Azarkeivan Azita, Nasiritoosi Mohsen, Kafiabad Sedigheh Amini, Maghsudlu Mahtab, Hajibeigi Bashir, Hadizadeh Mohammad
Department of Thalassemia Clinic, Blood Transfusion Research center, High Institute for Research and Education in Transfusion Medicine, Thalassemia Clinic, Tehran, Iran.
Asian J Transfus Sci. 2011 Jul;5(2):132-5. doi: 10.4103/0973-6247.83237.

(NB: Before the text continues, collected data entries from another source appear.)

PR #8255, opened 2024-02-06
Allow to use custom presenters for download links

k0va1:
Sometime we want to be able to change `download_links` configuration for different actions. For example:
```ruby
index download_links: [:json] do
...
end

show do
...
end
```
Now `download_links` config from `index` works for both index and show actions. My PR allows to specify `download_links` separately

Screening tests on blood bags is important step for blood safety. In Iran, screening for HCV started from 1996. We decided to determine the new cases of hepatitis C in our thalassemic patients, after screening of blood bags was initiated and trace backing from recipients to find their donors.
The study was done on patients with complete files for HCVAb test results. Only cases that had a positive HCVAb result following a negative result were considered as new cases. For trace backing, we recorded the blood transfusions' date and the blood bags' number from last negative test results (HCVAb) to the first positive test result. These data were sent to the transfusion center. The suspected donors were contacted and asked to be tested again in the transfusion center.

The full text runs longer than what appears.